Heyne Hardcore / ISBN: 978-3-453-27392-4
Übersetzung: Kristof Hahn
Text: Torsten Sarfert
Auf der Insel ist er so etwas wie eine Kultfigur. Eine Ikone. Bobby Gillespie, Multiinstrumentalist und Sänger der schottischen Band Primal Scream, den Begründern des Acid House. Hierzulande können sich ältere Semester vielleicht gerade noch an das Werk mit dem quietschbunten Cover, das wegbereitende Album „Screamadelica“ erinnern. Veröffentlicht am 23. September 1991, zeitgleich mit Nirvanas „Nevermind“. Vielleicht auch ein Hinweis darauf, warum Primal Scream jenseits des grossen Teichs musikalisch eine eher untergeordnete Rolle spielten. Auf dem europäischen Kontinent erging es Gillespie und Co. nicht besser, von ein paar Achtungserfolgen abgesehen. „Screamadelica“ markierte dennoch den Beginn der bis heute andauernde Karriere von Primal Scream, respektive der des Bobby Gillespie.

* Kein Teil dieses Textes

PR #7771, opened 2025-03-26
Expose total space in root folder endpoint

### LINKED ISSUE #7769: Add total space for root folder endpoint

This was originally filled here #2390

But is seemingly gone now

Original or similar implementation to before

none exist

### Anything else?

https://github.com/Sonarr/Sonarr/issues/2390

Josh-Archer:
I thought about adding a check that the field was there in the integration tests, since the check is just that it's not 0. But seemed like overkill since we didn't do that elsewhere. 
#### Description
Expose the total space field in the `RootFolder` endpoint. Also, update the ChromeDriver package to support latest. 

* Closes #7769

### DIFF
--- a/src/NzbDrone.Automation.Test/Sonarr.Automation.Test.csproj
+++ b/src/NzbDrone.Automation.Test/Sonarr.Automation.Test.csproj
@@ -5,7 +5,7 @@
   <ItemGroup>
     <PackageReference Include="GitHubActionsTestLogger" Version="2.4.1" />
     <PackageReference Include="Selenium.Support" Version="3.141.0" />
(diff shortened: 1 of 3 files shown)


Josh-Archer:
Sounds like from the Issue that it was accidentally removed. I kept to the scope of the ticket, but can add the FE piece of it as well.

Josh-Archer:
Yeah, I noticed that while I was going through. Seems redundant to have in 2 apis. Ill close and comment back on the issue.

markus101:
I considered that the disk space endpoints include it, but there isn't necessarily a 1:1 mapping between the storage stored there and root folders so I can see why someone would want it from the root folder endpoint. We also still get the total space for root folders, we just stopped returning it via the API.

Umso verwunderlicher, dass die nun in deutscher Übersetzung vorliegende Biografie „Tenement Kid“ exakt an diesem Tag, der gemäss Bobby „für manche Leute der Tag ist, an dem die Neunziger wirklich begannen“, endet. Irritierenderweise fand der Primal Scream-Erstkontakt für den Autor dieser Zeilen auch erst mit dem Nachfolgealbum „Give Out But Don’t Give Up“ statt.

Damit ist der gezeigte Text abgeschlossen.